Personal information
- Full name: Erick Denilson González Santizo
- Date of birth: 10 May 1999 (age 26)
- Place of birth: San Marcos, Guatemala
- Height: 1.73 m (5 ft 8 in)
- Position: Defender

Team information
- Current team: Comunicaciones
- Number: 12

Youth career
- 2012–2017: Marquense

Senior career*
- Years: Team / Apps / (Gls)
- 2017–2022: Marquense
- 2022–: Comunicaciones / 88 / (3)

= Erick González (footballer, born 1999) =

Guatemalan footballer

Erick Denilson González Santizo (born 10 May 1999) is a Guatemalan professional footballer who plays as a defender for Liga Guate club Comunicaciones.

==Club career==
===Marquense===
On 9 June 2022, Comunicaciones became interested in signing González.
===Comunicaciones===
====2022–23: Debut season====
On 15 June, it was confirmed that González had joined Comunicaciones. On 24 July, he made his debut for the club in a 1–0 loss to Xinabajul.

On 8 February 2023, González was included in the starting line-up for the first time in his career.

====2023–24: First league title====
In the first match of Group C of the 2023 CONCACAF Central American Cup against Real España, González performed a rainbow kick to put the ball past the goalkeeper in a 3–1 win.

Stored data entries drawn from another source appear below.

PR #7, opened 2013-10-31
Move storing options on the element to after checks for methods like reload/destroy.

andyburke:
I was seeing a bug where I was calling 'destroy' before the sortable had been bound (which, in my opinion, should be a safe action). It was adding strange options to the element that would then be used when I tried to bind the element for the first time.

Moving the data storage to after the main methods seems to fix the issue.

### DIFF
--- a/jquery.sortable.js
+++ b/jquery.sortable.js
@@ -78,6 +78,9 @@ $.fn.sortable = function(options) {
       }
       dragging = null;
     }).not('a[href], img').on('selectstart.h5s', function() {
+      if (options.handle && !isHandle) {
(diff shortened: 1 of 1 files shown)


andyburke:
I also just fixed an issue where the click event on a div within a sortable element would be eaten, even if you're using handles.

voidberg:
Sorry, was very busy. Will merge this weekend. Thanks!

andyburke:
No problem, no rush.

voidberg:
Thanks and sorry for the delay. :)

PR #12, opened 2014-01-08
Added possibility for a sortable list to have a sortable child list

drskullster:
Currently, when applying sortable plugin on a child element of a list that is also sortable, parent element works as expected but child element does not.

What happens is that the events for the child element are propagated to the parent element. This pull request aims to fix that behaviour by stopping propagation on `dragstart` and on `drop`.

So you can do this :

```
<ul id="parent_list">
  <li>
    <ul id="child_list">
      <li></li>
    </ul>
  </li>
</ul>
<script type="text/javascript">
  $("#parent_list").sortable();
  $("#child_list").sortable();
</script>
```


voidberg:
Thanks!

PR #15, opened 2014-01-27
Detach dragged element from DOM while dragging.

ncjones:
This ensures styles for :first-child and :last-child are applied as expected for remaining list item elements such as when a Bootstrap List Group is used as the sortable list.

### DIFF
--- a/src/html.sortable.js
+++ b/src/html.sortable.js
@@ -12,47 +12,49 @@
 'use strict';
 
 (function ($) {
-  var dragging, placeholders = $();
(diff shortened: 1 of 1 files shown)


ncjones:
I've just realised this is broken for a list with just a single item. I'll try to fix this soon.

lukasoppermann:
Any news here?

ncjones:
Sorry, the project I was using this for was put on hold so I never did the fix. Someone else will have to pick this up if it's desirable.

lukasoppermann:
Closing due to inactivity.

PR #17, opened 2014-03-10
changed dataTransfer.setData based on https://developer.mozilla.org/en-U...

makepanic:
I changed the dataTransfer.setData type to `text/plain`. The old version with `Text` caused my Firefox to go to dummy.com on dragend.
see: https://developer.mozilla.org/en-US/docs/DragDrop/Recommended_Drag_Types


makepanic:
Nevermind http://stackoverflow.com/a/18051912 it wasn't working in IE

PR #18, opened 2014-03-10
added option to define dragImage

makepanic:
This adds the option to define a dataTransfer dragImage for consistency on different browsers.
(I found out that ff on linux displays the dragged element, chromium displays nothing, chrome on win8 shows the dragged element)

see https://developer.mozilla.org/en-US/docs/DragDrop/Drag_Operations#dragfeedback


voidberg:
Merged, thanks!

PR #20, opened 2014-04-24
Call sortable() on the jQuery object instead of the DOM element.

eheikes:
Trying to use an ngModel attribute with the htmlSortable directive gives a JS error.


voidberg:
Thanks!

PR #26, opened 2014-05-31
Add support for jQuery.noConflict version

egorkhmelev:
Btw, angular returns already jQuery powered element to directive, no need to wrap it again


voidberg:
Thanks!

PR #29, opened 2014-06-20
Use jQuery explicit instead of $ as first argument of the wrapper function

ties-v:
By calling the wrapper function explicit with jQuery as first argument,
instead of $, you reduce the chance of library collision. The $ can be
any function of course.


voidberg:
Thanks!

PR #33, opened 2014-07-12
Fix incorrect outerHeight() value when using display: flex

omghax:
This fixes an issue with `forcePlaceholderSize`, where `draggingHeight` was being set after the `dragging` element had been hidden. Doing so causes problems when using `display: flex`, since jQuery's outerHeight function appears to calculate the height as if the element were `display: block`.

Rather than reading outerHeight on every `dragover`, I read it once on `dragstart` and clear it on `dragend`. This fixes my use case, but could cause problems if for some reason the draggable changes height during dragging (not sure when, if ever, this would happen in practice).

I've run into this issue with Chrome 36, but haven't tried it in other browsers.

### DIFF
--- a/src/html.sortable.js
+++ b/src/html.sortable.js
@@ -12,7 +12,7 @@
 'use strict';
 
 (function ($) {
-  var dragging, placeholders = $();
+  var dragging, draggingHeight, placeholders = $();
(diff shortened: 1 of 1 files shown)


voidberg:
Thanks!

PR #35, opened 2014-08-05
Bug when using ng-repeat

sfarthin:
When using something like ng-repeat to iterate through a dataset, connected lists fail. The directive will always incorrectly identify the model "set" to be the same model.

This is because the nested scope changes with ng-repeat and the directive always refers to the root scope of the directive. By retrieving the scope from the starting point element and ending point element of the drag we can determine if this is the same list or a connected list.


voidberg:
Thanks!

PR #61, opened 2021-02-16
Upgrade dependencies + set up Travis

gbalabasquer:


src/test/DssAction.t.sol
```diff
@@ -78,7 +78,7 @@ contract ActionTest is DSTest {
     FlipperMom flipperMom;
     DssAutoLine autoLine;
 
-    ChainLog log;
+    ChainLog clog;
```
brianmcmichael, line 81: lol

brianmcmichael (changes requested):
Getting an error on build here. Looks like remappings. Did you need to commit a config file?

src/test/DssAction.t.sol
gbalabasquer: :)

gbalabasquer:
> Getting an error on build here. Looks like remappings. Did you need to commit a config file?

Hmmm no, it doesn't need a config file. Which is the exact error?

gbalabasquer:
The config.json was added in another branch, which might be an issue now. I'll have to rebase and see how that affects the new dependencies.

brianmcmichael:
Tests pass locally. Remapping issue because `osm` dep was removed. `rm -rf lib/osm` did the trick.

PR #62, opened 2021-02-16
feat: Add config

hexonaut:
Switch to json standard config so we can turn on optimizations + runs in the new dapp tools format.


brianmcmichael (approved):
Looks good.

His goal was named by CONCACAF as the best goal of the group stage. In the second leg, González scored at the 73rd minute, however, it was not enough as Comunicaciones lost 3–2 on aggregate.
====2025–26====
Amid rumours about a possible transfer away from Comunicaciones, newly appointed manager Roberto Hernández confirmed that González was still in his plans for the upcoming season.

==International career==
On 3 January 2024, González was called up to the Guatemala national team by Luis Fernando Tena for an upcoming friendly against Iceland.